Local residents and organisations in the Vinnytsia and Dnipropetrovsk regions in central Ukraine, have told us about their concerns with MHP’s facilities there, particularly related to working and labour conditions, the improper handling of biological waste and manure, land use without the consent of owners, failures made during environmental impact assessments, failures to address the needs of local population during the construction of new facilities and limited access to environmental information. (Details are described in a second letter (pdf) that was sent to the EBRD’s directors for Agriculture and Environment & Sustainability.)

The EBRD is currently considering to increase its support for MHP to USD 100 million for operations in growing and storing grain and capital costs associated with the purchase of agricultural machinery. The decision is expected October 29, 2013.

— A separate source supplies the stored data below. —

PR #267, opened 2024-03-14
Force memory sizes to conform to system memory boundaries

TuxPowered42:


igvm/vm.py
```diff
@@ -233,6 +235,27 @@ def check_serveradmin_config(self):
             ('puppet_master', lambda v: True, 'puppet_master must be set'),
         ]
 
+        # Hosts defined with topmost address higher than MEM_BLOCK_BOUNDARY_GiB will use
+        # 1GiB or 2GiB memory block size. There is always extra 1GiB address space for
+        # the PCI bus. A dhost host defined with an even amount of memory ends up with
```
kofrezo, line 240:
```suggestion
        # the PCI bus. A host host defined with an even amount of memory ends up with
```

kofrezo (approved):

igvm/vm.py
TuxPowered42: Fixed.

PR #268, opened 2024-04-05
vcpu_set: Implement plus-minus operators

seqizz:
This was disturbing me for a while. Shouldn't be this easy though, please advise if I missed anything.


seqizz:
We have even spicier bug: If you try to add 2000 vcpus online, it doesn't fail out until it undefines the VM, leaving you with a broken state (and no vm). Will try to tackle that too.

PR #4, opened 2024-11-19
remove kokkos MDspan and fix vectorAdd bug

psychocoderHPC:
- remove kokkos MDspan with a self-implemented memory view object
- fix missing wait in vectorAdd


SimeonEhrig:
Why did you remove mdspan and implement something by yourself?

PR #32, opened 2024-12-19
allow using scalar values instead of `Vec{value`}

psychocoderHPC:
This change simplifies using interfaces where a 1-dimensional vector is required.
The user can now pass a scalar value instead of a 1-dimension vector.

Maybe I missed updating some interfaces, if so please notify me.


SimeonEhrig:
Looks good. I think for the common use cases it fully fine to set 1D with a scalar and multi dimensional with `alpaka::Vec`. I will check if you missed something after Christmas.

PR #47, opened 2025-02-19
create for each test source file an own executable

SimeonEhrig:
The CMake iterate over all sub directories for a given folder and detects all `.cpp` files in it. For each source file, it creates a test executable. If an include folder exist in the sub folder, it is set as include path for each test executeable.

For example:
```
unit
|->TestA
     |-> testA.cpp
|->TestB
     |-> include
           |-> testB.hpp
     |-> testB.cpp
|->TestC
     |-> include
           |-> testC.hpp
     |-> testC1.cpp
     |-> testC2.cpp
     |-> testC3.cpp
```

- `TestA`: One executable uses only the source file `testA.cpp`.
- `TestB`: One executable uses the `include` folder and the source file `testB.cpp`.
- `TestC`: Three executable created for the source files `testC1.cpp`, `testC2.cpp` and `testC3.cpp`. All uses the `include` folder as include path.


psychocoderHPC:
Thanks for the PR, if you add that an **optional** include folder will be usable it will be cool. A binary per cpp file is fine.
At the moment I do not see a need for having to cpp, Maybe for testing global memory device variables but for this test, we could simply exclude the folder from the cpp scan and have a hard-wired cpp CMake file instead of a complicated generic approach.

SimeonEhrig:
> Thanks for the PR, if you add that an **optional** include folder will be usable it will be cool. A binary per cpp file is fine. At the moment I do not see a need for having to cpp, Maybe for testing global memory device variables but for this test, we could simply exclude the folder from the cpp scan and have a hard-wired cpp CMake file instead of a complicated generic approach.

If I add the `include` support without extra folder for each test, it does mean that all header files for all unit or integration tests are located in a single include folder.

```
unit
|-> include
           |-> testB.hpp
           |-> testC.hpp
|-> testA.cpp
|-> testB.cpp
|-> testC1.cpp
|-> testC2.cpp
|-> testC3.cpp
```

By the way, if I implement sub director support, I would use the folder name as cmake target name.

psychocoderHPC:
all integration tests can be moved to unit test, at the moment I have no real integration tests

psychocoderHPC (approved):

PR #81, opened 2025-03-18
grayscale example simd

mehmetyusufoglu:
Grayscale value calculation from RGB values. R,G and B are 1D arrays, result is grayScaleValues array. Simd feature is used.

PR #90, opened 2025-03-21
Fix DivExZero and Value Type Alias in Vec

mehmetyusufoglu:
1. DivExZero was not returning anything, `return` statement added. 
2.  GetValueType alias is added to Vec.
Because value_type type alias is not defined in Vec.  Standard trait returning value_type did not work.
In Alpaka3:
- `value_type` alias is defined  in  some alpaka structs (like in alpaka mdspan) showing the value type
-  `type` alias is defined showing the  value type in  some alpaka structs (like in onHost::mem::stdContainer)

This PR can be tested by calling DivExZero as in #81

### DIFF
--- a/tests/unit/vec/vec.cpp
+++ b/tests/unit/vec/vec.cpp
@@ -281,13 +281,50 @@ struct CompileTimeKernelCompare2D
     }
 };
 
+/** Compile-time test cases for divCeil and divExZero */
+struct CompileTimeKernelDivCeilAndDivExZero
+{
+    ALPAKA_FN_HOST_ACC void operator()() const
+    {
+        using namespace alpaka;
+
+        // Test divCeil with 1D vectors
+        constexpr auto vec1 = Vec{7};
+        constexpr auto vec2 = Vec{3};
+        // (7 + 3 - 1) / 3 = 9 / 3 = 3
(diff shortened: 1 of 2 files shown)


tests/unit/vec/vec.cpp
```diff
@@ -281,6 +281,54 @@ struct CompileTimeKernelCompare2D
...
+        // Test divCeil with 1D vectors
+        constexpr auto vec1 = Vec{7};
+        constexpr auto vec2 = Vec{3};
+        static_assert(divCeil(vec1, vec2) == Vec{(7 + 3 - 1) / 3}); // (7 + 3 - 1) / 3 = 9 / 3 = 3
+
+        // Test divCeil with 3D vectors
+        constexpr auto vec3 = Vec{3, 7, 5};
+        constexpr auto vec4 = Vec{2, 3, 4};
+        static_assert(divCeil(vec3, vec4) == Vec{(3 + 2 - 1) / 2, (7 + 3 - 1) / 3, (5 + 4 - 1) / 4});
+        // (3 + 2 - 1) / 2 = 4 / 2 = 2
```
psychocoderHPC, line 300: please always comment above the line, the auto formation can make strange things

psychocoderHPC (approved):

We ask the EBRD board to suspend increasing MHP’s credit before the problems have been resolved. The additional money would allow MHP to expand its operations in Ukraine, likely with additional negative impacts as have been reported so far.

Ukraine is one of the largest recipients of investment in the agricultural sector from multilateral development banks like the EBRD and the IFC. The bulk of this support, however, goes to large agricultural holding companies and industrial enterprises, like MHP, to expand their production capacities.

Even without a capacity increase, MHP is already a big player in Ukraine, but not only there. It is also one of the largest poultry producers in Europe with vertical integration of the entire production cycle, from grain and fodder production to livestock production and meat distribution. MHP’s poultry farm in Vinnytsa that is currently under construction will be one of the largest poultry farms in the world.

The increase of industrial farming seems to offer very limited economic benefit for the regional development and locals while burdening communities with unresolved environmental and social problems in Ukraine. The policies that allow the EBRD to contribute to such developments should be revised more generally.